■ Task item ■
Track down each line below containing the string "grows" and copy it.

*** Extracted records

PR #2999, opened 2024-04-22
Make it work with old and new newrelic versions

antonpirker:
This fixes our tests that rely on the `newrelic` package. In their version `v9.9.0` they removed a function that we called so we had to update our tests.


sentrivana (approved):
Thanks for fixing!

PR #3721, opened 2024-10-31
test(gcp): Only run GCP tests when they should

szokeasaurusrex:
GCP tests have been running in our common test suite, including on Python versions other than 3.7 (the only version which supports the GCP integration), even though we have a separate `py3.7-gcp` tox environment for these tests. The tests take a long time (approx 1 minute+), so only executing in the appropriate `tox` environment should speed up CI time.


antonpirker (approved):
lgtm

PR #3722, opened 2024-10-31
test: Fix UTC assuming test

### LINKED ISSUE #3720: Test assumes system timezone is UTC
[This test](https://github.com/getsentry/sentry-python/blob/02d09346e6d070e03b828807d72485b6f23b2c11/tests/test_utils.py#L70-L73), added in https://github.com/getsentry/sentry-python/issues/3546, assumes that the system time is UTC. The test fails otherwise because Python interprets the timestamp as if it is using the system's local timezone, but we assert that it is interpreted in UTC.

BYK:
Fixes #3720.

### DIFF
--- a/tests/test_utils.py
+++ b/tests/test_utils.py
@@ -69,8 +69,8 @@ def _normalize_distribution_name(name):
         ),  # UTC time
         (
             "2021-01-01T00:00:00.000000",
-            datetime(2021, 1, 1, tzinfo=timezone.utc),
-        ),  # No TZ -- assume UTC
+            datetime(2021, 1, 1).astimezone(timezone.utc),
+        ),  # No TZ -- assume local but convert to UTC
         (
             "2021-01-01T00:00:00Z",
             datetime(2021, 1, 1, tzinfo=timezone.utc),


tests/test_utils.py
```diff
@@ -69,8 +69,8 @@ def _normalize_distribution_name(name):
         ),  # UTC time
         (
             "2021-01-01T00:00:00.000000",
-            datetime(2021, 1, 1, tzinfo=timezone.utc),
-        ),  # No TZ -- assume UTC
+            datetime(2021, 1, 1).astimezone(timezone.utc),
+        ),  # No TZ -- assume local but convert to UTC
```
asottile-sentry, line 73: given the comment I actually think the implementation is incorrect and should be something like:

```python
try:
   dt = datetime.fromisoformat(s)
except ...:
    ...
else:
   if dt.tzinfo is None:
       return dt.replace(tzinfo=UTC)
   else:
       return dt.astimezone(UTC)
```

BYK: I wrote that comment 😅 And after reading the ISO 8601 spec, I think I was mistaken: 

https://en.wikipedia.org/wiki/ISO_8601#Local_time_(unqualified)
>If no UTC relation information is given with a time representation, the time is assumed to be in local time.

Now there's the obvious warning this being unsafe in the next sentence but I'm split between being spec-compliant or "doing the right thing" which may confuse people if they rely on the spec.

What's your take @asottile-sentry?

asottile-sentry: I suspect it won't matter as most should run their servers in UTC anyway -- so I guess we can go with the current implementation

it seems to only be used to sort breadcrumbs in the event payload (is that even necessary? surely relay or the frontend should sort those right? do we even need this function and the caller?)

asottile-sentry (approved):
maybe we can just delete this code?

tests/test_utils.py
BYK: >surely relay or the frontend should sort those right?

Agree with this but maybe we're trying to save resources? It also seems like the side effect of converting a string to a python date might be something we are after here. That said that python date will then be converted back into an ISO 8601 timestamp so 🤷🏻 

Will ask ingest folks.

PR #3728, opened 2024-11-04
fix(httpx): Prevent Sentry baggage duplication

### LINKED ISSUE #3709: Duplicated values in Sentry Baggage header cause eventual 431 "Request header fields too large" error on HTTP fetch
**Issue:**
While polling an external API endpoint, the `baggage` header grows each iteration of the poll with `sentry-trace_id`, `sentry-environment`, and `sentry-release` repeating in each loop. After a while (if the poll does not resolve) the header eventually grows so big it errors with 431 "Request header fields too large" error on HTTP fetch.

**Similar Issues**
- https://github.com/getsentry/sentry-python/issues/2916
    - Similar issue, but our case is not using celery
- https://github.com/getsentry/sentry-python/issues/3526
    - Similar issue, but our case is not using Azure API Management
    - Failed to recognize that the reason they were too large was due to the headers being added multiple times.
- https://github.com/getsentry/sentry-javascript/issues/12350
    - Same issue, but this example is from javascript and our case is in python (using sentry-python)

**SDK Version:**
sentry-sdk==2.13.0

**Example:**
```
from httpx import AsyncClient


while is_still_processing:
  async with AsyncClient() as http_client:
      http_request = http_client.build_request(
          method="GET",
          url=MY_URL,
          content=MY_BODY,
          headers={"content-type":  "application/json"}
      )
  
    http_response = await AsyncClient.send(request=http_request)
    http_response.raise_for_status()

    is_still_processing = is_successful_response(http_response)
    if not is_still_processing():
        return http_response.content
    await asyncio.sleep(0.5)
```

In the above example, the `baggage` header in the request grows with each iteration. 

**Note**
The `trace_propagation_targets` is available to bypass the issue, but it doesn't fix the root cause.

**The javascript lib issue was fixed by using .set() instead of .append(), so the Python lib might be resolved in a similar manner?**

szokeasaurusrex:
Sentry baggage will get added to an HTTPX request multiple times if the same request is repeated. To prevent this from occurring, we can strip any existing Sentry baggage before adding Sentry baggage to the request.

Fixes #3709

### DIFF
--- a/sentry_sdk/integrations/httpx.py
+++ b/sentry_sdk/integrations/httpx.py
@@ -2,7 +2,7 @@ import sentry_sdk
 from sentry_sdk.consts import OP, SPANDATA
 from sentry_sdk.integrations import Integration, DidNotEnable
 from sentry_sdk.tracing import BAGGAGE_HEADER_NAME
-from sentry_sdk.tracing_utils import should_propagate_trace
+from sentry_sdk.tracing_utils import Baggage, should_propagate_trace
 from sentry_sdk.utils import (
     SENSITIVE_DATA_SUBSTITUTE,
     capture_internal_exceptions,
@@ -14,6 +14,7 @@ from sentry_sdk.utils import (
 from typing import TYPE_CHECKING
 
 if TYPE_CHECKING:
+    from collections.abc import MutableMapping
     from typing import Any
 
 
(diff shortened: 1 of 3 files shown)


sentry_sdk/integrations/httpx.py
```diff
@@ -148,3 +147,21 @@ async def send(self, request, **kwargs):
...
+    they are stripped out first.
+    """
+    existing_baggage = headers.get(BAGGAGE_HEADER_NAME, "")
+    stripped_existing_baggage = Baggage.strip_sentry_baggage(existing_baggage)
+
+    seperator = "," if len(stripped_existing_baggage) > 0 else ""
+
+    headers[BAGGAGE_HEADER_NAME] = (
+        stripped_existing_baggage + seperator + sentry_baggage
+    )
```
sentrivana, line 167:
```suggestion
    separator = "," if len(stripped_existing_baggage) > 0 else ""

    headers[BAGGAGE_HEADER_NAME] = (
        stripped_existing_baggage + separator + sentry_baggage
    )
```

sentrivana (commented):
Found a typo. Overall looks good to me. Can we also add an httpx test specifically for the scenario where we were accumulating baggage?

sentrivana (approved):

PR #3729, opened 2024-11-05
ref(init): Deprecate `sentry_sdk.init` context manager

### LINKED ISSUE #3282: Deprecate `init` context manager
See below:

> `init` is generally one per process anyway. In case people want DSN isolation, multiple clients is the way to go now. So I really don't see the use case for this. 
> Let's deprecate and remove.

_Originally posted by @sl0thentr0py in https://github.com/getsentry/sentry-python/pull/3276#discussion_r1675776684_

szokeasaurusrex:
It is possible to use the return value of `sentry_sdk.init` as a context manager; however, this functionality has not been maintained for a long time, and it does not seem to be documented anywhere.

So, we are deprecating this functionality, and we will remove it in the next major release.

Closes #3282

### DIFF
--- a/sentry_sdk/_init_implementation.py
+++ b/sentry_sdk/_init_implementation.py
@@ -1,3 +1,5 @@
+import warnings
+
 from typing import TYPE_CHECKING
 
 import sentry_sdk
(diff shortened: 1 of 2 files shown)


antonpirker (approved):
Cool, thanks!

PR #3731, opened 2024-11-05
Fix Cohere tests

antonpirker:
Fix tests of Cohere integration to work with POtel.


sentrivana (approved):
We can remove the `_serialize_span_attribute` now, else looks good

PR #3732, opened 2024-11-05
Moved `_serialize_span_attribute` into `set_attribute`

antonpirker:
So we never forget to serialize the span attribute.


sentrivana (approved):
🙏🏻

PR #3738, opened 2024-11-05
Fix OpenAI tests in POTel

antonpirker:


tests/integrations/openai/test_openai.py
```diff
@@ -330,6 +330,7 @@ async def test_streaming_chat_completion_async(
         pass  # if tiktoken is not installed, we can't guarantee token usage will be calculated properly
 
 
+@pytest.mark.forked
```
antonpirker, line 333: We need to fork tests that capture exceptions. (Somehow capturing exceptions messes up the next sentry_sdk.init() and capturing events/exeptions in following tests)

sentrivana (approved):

******

■ Response ■
While polling an external API endpoint, the `baggage` header grows each iteration of the poll with `sentry-trace_id`, `sentry-environment`, and `sentry-release` repeating in each loop. After a while (if the poll does not resolve) the header eventually grows so big it errors with 431 "Request header fields too large" error on HTTP fetch.
In the above example, the `baggage` header in the request grows with each iteration. 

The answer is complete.